The Board of Officers Room at the Armory, one of the most intimate and ideal spaces for vocal recitals, is also particularly well-suited to Bullock’s specific sound. Her range is vast, with a bright, expansive top and a rich, smoky bottom. At its fullest, her instrument can engulf an auditorium, but she keeps those moments in reserve; her performances are not defined by their size.

Up close in a concert like Monday’s, you can get a moving sense of her sensitivity and insightful interpretations: the way she luxuriated in melody and emotion in Hugo Wolf’s “Bedeckt mich mit Blumen”; seemed to consider text anew while reciting it in Schubert’s “Rastlose Liebe”; took on different characters with a raconteur’s charm in Weill’s “The Princess of Pure Delight”; and transitioned from the lyricism of Rossini to the tongue-twisting, rustic extended technique of Luciano Berio’s “Ballo.”

In John Cage’s wordless Duet from “She Is Asleep,” Bullock nevertheless conveyed something like the journey of a Schubert song set to Goethe using only a primal vocalise against Arida’s prepared piano. Later, in Nina Simone and Weldon Irvine’s “Revolution,” she was unaccompanied, delivering anthemic force with absolute focus — immediately after the sweetness of Billie Holiday and Sonny White’s hopeful “Our Love Is Different.”

All of this contains the making of a brilliant artist. But what separates, and elevates, Bullock is how her personality comes across.
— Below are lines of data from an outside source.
PR #640, opened 2019-01-31
i18n support zh_CN

long2ice:
i18n support zh_CN

### DIFF
--- a/src/js/i18n.js
+++ b/src/js/i18n.js
@@ -1,6 +1,6 @@
 'use strict';
 
-var _locales = ['en', 'pt-BR'];
+var _locales = ['en', 'pt-BR', 'zh_CN'];
 var _defs = {
     en: {
         array: 'Array',
--- a/src/js/i18n.js
+++ b/src/js/i18n.js
@@ -1,321 +1,321 @@
 'use strict';
 
-var _locales = ['en', 'pt-BR', 'zh_CN'];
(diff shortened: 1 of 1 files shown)


josdejong:
Thanks @long2ice! I will review and test your PR within a few days.

josdejong:
@long2ice I've tested your PR, looks good, thanks again! 

I have a few small remarks: 

1. Can you please change the indentation to 2 space? It' not consistent everywhere in the code base, but the intention is to use 2 space indenation everywhere.
2. Can you rename `zh_CN` to `zh-CN` to make it consisten with `pt-BR`?
3. It looks like `autoType` and `typeTitle` are not translated. This is also the case in the `pt-BR` translation. I see these fields defined the `i18n.js` file though. I think this is a bug that was already there in the editor. Would you like to try figure out why that doesn't work?
image

josdejong:
Thanks for the update, I will merge your work now.

@long2ice any interest in fixing the titles that don't work?

long2ice:
which test file?It looks like normal here.

long2ice:
@josdejong

josdejong:
That's odd, on my computer (both Chrome and Firefox) I still see the screenshot I posted [here](https://github.com/josdejong/jsoneditor/pull/640#issuecomment-460375774). Nevermind if you can't reproduce it, I will look into it.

As her recital unfolded on Monday, you could trace her thinking about music, politics, history and herself. At no point, however, did the evening slide into the polemical, in part because of her sincerity.

It’s there in musical choices, but also in the banter between songs and passionate arguments for, say, the poetic genius of Connie Converse. In the honesty of making a mistake and restarting, explaining she had been up since 4:30 a.m. with a 10-month-old child. And in saying “my feet hurt” before introducing her encore, Schubert’s “Seligkeit” as a bookend for the program’s opener of his “Suleika I.”

That’s why you truly listen as she describes how the text for “Suleika I” was originally attributed to Goethe when it was in fact by Marianne von Willemer, or how Pat Castleton gets a Library of Congress credit for “Driftin’ Tide” but is virtually absent elsewhere in the historical record, and how this is representativre of women being repeatedly undercredited in music.

You might feel motivated, even empowered, to follow Bullock’s encouragement to “look up some of these names.” With her as their musical shepherd, it would be hard not to.

Julia Bullock and John Arida

This program repeats on Wednesday at the Park Avenue Armory, Manhattan; armoryonpark.org.